I see friends with kids now and they are so interactive with them. They color
with them, play games with them, and are totally drawn by all the simple
little things their kids do. Parents also use their phones to make an insane
amount of kids photos/videos .. which is what we did in the 90s, but it was
just one parent who was obsessed with that overpriced camcorder. Now everyone
can do it.

I call BS on this. Even if mother's aren't looking at their kids while
breastfeeding, it doesn't mean they are not totally taken in by their children
in their lives. You're going to have bad mothers of course that watch TV all
day and don't do anything or even worse mothers who smoke crack all day and
yell at their kids, but I think good parents, at least the ones I've seen
around me, are still pretty selfless in giving tremendous amounts of time and
attention to their children.

Sometimes that even means looking through apps recommendations and finding the
best educational apps and tools for them. It's not different than any other
era. The medium has just changed.

------
crispinb
The collapse of the early high-minded era of tech is almost complete.

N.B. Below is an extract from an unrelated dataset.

PR #9472, opened 2025-06-07
chore: move `.tool-versions` away from project root

thomaseizinger:
Similar as to other build-scripts like the Nix config, `.tool-versions` doesn't need to live in the project root.


docs/CONTRIBUTING.md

The
world envisioned by luminaries like Kay & Papert, where _computers would be
programmed by people_ as part of a process of developing individuals'
potentials, has devolved to that of Facebook, Google and Twitter, where
_people are programmed by computers_ purely for the self-interested purposes
of tiny financial elites.

It was perhaps predictable that a society with greed as its primary organising
principle would end up deploying new tech like this. But the sheer speed and
comprehensiveness of the takeover has been breathtaking.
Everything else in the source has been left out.